[WORK TO COMPLETE] Give the number of lines in the material below that include "name", and write nothing else.

[GIVEN ENTRIES]
Issue #835, opened 2024-11-26
New container tests fail intermittently on Aarch64


troglobit:
The new use-case tests `ospf-container` and `container-firewall-basic` fail intermittently on Aarch64 test systems.  The failures result in "inconsistent container state" errors from Podman and manifest themselves as failure to  create/start at least one of the containers.

Further investigation show that the speed at which configuration is done at, using any of the M2M interfaces, unearths flaws in the asynchronous way that container creation/deletion is handled in the system.  When a user adds/deletes a container the actual job is enqueued to `execd`, which may lead to new configurations being applied before `execd` has completed a previous one.

This requires a redesign/simplification to ensure the M2M interfaces wait for, at least, the deletion and cleanup of containers before applying a new configuration.

PR #843, opened 2024-11-28
Redesign and simplify container creation/removal

troglobit:
## Description

The main purpose of this PR is to fix the unreliable behavior seen in #835, a few other bugs were also hunted down and fixed in the process: 

 - Pager does not exit if content fits on first screen, e.g., `show containers`
 - Avahi (mDNS) spams logs ... now silenced
 - Zeroconf agent not stopped when interfaces are removed
 - Finit template fix, e.g., creating another container marks all other containers "dirty"

## Checklist

- [X] Bugfix
  - [ ] Regression tests
- [ ] Feature
  - [ ] Regression tests added?
  - [ ] Documentation added?
- [ ] Test changes
- [ ] Build related changes


src/confd/src/infix-containers.c
```diff
@@ -191,55 +194,27 @@ static int add(const char *name, struct lyd_node *cif)
...
-	 * before being enqueued to execd, so we postpone it using this
-	 * "inbox" to the post hook.
-	 */
-	writesf(script, "a", "%s", _PATH_INBOX);
+	systemf("initctl -bnq touch container@%s.conf", name);
 
 	return 0;
 }
 
 static int del(const char *name)
```
wkz, line 207: This is not necessarily new behavior in this series, but I think the fact that we treat "no enabled" in the same way as removing the container as the same state might be problematic.

AFAIK, that means we will also remove any associated volumes, which I don't think is what the user (or yours truly) expects.

wkz (changes requested):
All hail @troglobit - destroyer of complexity! :laughing: 

Just want to check the "no enable" behavior before approving.

package/execd/tmpfiles.conf
```diff
@@ -1,7 +1 @@
-d  /run/containers/args		0700 - -
-d  /run/containers/files	0700 - -
-d  /var/lib/containers/oci	0755 - -
-d  /run/containers/inbox	0700 - -
 d  /run/containers/queue	0700 - -
```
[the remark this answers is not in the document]
troglobit: Had initially planned to drop it completely, but then decided to keep it in the tree for now.

src/confd/src/infix-containers.c
troglobit: Wow, good catch!  You are absolutely right, this is old buggy behavior.  Reworking to instead disable the container service, keeping any created container and volumes associated with it so they are not auto-pruned.

wkz (approved):
Perfect! :medal_sports:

[RESPONSE BOX] 3